**What you should do:** Once you have read the entries, please say how many lines hold the string "forEach", giving the number only.

Material shown START

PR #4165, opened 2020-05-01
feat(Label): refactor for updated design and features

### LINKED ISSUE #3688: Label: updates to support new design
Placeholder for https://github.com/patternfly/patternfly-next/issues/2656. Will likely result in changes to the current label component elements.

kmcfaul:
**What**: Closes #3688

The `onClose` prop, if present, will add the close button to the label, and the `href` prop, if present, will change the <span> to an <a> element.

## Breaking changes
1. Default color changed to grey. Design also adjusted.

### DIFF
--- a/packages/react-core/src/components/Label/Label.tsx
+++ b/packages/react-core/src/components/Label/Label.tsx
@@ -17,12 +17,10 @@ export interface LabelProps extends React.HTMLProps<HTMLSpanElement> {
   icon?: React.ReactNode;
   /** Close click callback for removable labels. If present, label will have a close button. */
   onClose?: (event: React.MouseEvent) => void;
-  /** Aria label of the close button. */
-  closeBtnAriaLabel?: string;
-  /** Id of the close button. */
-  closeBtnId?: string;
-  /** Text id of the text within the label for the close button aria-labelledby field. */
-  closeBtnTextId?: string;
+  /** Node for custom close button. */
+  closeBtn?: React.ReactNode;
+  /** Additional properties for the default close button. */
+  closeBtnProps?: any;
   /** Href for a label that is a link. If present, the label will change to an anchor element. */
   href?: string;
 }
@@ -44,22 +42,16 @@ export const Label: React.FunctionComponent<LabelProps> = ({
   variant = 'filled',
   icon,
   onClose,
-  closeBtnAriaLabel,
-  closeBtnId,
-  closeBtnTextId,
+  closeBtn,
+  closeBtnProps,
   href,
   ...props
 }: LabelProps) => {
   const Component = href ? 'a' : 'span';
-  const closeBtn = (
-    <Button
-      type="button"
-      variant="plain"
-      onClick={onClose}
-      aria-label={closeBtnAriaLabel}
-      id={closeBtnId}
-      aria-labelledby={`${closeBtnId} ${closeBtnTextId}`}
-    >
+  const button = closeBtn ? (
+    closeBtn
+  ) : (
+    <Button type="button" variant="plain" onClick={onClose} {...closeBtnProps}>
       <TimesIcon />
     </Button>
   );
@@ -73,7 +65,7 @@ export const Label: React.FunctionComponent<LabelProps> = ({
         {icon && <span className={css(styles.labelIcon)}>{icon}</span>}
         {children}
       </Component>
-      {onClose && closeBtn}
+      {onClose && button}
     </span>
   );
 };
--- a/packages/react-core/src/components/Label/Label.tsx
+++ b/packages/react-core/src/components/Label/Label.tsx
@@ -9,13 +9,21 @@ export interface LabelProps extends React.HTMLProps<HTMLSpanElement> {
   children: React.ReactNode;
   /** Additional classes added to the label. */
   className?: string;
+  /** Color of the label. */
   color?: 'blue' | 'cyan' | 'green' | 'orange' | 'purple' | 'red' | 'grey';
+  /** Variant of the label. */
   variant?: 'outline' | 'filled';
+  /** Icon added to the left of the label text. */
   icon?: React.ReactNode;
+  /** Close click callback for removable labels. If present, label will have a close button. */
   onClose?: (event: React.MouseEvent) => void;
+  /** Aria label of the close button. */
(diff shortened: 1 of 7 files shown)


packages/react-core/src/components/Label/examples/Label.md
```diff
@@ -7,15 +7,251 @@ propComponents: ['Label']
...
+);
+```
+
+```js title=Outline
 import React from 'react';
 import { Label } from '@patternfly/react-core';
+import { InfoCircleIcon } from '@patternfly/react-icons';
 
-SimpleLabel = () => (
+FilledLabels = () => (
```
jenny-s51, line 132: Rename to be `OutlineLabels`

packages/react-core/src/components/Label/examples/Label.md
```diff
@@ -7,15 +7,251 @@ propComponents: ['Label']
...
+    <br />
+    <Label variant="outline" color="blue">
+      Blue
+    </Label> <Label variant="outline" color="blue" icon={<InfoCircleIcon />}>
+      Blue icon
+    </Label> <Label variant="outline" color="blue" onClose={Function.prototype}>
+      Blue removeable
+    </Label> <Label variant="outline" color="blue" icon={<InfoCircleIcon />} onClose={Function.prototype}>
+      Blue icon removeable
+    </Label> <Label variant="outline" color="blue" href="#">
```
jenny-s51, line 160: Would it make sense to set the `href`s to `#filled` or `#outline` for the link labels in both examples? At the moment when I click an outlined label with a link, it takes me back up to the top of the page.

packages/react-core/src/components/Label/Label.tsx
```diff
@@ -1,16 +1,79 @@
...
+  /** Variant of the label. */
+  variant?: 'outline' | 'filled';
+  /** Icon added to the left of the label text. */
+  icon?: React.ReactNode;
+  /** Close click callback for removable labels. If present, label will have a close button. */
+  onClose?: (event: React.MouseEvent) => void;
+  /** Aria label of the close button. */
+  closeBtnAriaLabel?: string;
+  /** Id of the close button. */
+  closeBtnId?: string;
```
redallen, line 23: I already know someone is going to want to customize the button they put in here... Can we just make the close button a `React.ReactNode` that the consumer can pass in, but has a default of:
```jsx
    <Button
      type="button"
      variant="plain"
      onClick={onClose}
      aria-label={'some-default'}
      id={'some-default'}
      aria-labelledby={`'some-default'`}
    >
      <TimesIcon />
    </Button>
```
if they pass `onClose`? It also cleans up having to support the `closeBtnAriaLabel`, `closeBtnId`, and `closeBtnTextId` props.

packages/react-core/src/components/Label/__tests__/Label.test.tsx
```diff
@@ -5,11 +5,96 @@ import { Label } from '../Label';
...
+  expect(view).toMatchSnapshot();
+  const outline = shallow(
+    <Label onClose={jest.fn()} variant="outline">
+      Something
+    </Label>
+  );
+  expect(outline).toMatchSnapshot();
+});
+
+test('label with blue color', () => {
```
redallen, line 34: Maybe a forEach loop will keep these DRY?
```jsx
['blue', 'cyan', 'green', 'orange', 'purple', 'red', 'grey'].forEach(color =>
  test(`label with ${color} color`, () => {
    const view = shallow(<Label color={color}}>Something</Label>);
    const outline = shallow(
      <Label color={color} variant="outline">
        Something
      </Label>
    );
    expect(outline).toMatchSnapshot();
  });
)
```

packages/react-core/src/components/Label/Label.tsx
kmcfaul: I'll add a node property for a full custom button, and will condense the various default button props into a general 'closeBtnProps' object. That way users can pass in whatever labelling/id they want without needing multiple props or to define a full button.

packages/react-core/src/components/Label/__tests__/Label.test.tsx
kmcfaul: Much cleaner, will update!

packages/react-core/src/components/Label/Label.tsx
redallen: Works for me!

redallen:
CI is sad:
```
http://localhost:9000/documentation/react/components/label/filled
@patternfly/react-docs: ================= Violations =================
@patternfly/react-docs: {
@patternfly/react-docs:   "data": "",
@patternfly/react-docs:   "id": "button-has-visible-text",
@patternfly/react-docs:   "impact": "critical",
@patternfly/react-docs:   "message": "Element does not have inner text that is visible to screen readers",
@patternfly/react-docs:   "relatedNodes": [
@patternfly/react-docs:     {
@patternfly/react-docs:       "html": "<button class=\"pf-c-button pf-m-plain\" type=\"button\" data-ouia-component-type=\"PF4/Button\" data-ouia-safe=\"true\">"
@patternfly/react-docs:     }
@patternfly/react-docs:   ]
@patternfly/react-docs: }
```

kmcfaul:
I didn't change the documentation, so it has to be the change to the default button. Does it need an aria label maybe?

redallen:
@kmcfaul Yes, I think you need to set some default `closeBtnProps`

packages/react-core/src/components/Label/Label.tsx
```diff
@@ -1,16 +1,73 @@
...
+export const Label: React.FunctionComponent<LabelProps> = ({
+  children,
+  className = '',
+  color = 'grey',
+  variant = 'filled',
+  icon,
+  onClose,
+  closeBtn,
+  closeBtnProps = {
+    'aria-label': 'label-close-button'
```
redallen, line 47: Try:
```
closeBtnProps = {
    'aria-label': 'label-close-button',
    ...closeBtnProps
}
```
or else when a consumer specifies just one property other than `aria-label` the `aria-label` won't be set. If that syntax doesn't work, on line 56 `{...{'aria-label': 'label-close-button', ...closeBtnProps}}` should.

Material shown END
Material shown START

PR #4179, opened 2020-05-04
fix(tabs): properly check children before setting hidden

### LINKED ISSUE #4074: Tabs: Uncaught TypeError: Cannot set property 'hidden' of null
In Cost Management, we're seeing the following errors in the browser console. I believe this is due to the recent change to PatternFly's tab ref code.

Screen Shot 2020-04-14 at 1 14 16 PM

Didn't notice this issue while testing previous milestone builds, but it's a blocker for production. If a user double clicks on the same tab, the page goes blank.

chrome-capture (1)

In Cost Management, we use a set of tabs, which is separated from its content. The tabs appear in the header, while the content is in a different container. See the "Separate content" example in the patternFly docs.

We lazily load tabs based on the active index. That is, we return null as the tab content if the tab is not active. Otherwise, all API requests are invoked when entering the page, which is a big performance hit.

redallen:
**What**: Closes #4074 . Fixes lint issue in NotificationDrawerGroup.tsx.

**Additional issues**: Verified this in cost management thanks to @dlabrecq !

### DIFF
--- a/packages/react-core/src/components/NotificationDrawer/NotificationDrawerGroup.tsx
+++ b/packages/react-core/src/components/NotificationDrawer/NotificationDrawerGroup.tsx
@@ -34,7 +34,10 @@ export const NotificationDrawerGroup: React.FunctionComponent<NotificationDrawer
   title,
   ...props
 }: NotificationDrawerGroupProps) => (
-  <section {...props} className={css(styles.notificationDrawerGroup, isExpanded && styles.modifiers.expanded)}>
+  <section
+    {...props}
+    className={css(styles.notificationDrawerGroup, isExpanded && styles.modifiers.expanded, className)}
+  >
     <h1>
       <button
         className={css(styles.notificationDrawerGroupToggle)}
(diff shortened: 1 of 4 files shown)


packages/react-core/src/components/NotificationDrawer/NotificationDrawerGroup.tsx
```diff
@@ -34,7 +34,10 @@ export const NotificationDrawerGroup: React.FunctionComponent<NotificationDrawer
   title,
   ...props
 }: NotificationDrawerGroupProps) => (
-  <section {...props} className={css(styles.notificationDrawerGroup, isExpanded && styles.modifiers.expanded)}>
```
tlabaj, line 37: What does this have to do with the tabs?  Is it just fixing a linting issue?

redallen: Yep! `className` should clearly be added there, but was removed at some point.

Material shown END
Material shown START

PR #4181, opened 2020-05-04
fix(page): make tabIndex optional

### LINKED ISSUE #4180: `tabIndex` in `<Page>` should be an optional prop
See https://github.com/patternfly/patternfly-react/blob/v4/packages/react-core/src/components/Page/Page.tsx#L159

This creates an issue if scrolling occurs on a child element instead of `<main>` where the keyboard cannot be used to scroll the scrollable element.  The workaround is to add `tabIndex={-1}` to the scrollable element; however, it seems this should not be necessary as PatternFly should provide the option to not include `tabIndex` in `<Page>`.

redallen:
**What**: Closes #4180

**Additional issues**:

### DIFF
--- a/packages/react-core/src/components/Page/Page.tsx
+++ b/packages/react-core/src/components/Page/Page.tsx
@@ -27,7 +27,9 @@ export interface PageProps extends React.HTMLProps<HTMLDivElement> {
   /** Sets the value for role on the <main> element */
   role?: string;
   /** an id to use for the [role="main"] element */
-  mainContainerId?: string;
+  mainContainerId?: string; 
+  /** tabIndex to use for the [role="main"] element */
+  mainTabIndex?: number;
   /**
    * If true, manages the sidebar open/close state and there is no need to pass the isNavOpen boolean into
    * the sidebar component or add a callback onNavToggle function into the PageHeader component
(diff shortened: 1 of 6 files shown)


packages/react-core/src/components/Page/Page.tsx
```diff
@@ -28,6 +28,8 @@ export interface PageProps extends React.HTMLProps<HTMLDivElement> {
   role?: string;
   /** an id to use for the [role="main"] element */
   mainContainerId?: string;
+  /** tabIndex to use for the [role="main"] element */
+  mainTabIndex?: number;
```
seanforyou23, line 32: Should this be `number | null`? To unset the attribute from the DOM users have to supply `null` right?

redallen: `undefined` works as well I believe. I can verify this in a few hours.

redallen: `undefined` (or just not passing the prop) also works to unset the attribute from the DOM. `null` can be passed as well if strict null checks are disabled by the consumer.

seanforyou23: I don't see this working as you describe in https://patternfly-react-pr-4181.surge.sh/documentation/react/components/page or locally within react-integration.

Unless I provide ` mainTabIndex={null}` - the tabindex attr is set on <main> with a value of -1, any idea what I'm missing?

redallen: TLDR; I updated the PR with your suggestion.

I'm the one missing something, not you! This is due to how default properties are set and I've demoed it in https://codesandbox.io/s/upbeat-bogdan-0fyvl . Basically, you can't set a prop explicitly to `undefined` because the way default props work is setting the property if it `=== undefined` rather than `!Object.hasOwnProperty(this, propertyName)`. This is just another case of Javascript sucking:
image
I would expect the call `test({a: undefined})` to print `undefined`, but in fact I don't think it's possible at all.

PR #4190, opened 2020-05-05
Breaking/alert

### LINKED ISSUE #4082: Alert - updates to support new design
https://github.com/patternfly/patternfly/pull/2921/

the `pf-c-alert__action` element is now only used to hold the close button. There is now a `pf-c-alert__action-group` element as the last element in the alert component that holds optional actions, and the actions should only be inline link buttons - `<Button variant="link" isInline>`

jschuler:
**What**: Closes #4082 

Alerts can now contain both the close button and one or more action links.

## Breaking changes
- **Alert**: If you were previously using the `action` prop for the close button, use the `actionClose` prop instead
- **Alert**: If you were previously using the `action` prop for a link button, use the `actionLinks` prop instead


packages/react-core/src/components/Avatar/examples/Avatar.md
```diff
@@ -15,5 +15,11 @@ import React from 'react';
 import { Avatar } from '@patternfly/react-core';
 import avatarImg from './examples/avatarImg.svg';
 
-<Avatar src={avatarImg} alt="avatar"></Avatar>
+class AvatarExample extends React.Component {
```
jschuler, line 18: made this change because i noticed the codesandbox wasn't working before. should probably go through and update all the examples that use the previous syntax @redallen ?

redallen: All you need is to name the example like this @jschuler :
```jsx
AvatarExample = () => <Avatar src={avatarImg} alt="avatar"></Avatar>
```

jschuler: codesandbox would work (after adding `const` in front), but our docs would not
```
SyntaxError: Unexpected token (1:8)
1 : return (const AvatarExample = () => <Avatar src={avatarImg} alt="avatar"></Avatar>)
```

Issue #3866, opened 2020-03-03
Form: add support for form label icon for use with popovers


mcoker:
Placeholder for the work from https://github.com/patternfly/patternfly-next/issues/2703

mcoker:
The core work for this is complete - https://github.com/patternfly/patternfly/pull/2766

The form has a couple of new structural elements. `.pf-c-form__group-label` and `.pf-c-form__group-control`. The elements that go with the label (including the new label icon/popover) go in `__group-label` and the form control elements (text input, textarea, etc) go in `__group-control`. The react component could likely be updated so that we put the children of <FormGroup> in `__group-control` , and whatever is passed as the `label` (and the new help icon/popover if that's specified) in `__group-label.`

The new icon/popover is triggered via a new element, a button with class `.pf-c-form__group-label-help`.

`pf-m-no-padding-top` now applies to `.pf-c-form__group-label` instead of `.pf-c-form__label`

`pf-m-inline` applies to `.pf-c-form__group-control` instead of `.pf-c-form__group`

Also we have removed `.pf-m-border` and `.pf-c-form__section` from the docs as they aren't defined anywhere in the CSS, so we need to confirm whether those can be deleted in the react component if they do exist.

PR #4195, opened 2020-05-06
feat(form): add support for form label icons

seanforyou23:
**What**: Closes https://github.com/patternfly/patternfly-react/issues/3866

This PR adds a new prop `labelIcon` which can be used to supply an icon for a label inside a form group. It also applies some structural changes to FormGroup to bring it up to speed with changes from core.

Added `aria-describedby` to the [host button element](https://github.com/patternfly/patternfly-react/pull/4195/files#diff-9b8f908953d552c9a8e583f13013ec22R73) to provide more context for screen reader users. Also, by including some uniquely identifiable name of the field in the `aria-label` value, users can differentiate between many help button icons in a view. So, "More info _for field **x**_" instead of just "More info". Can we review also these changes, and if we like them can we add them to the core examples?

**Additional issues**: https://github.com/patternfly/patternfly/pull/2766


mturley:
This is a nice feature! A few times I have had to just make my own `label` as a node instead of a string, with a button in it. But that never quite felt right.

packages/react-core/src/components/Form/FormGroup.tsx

Material shown END

**Response for this exercise:** 2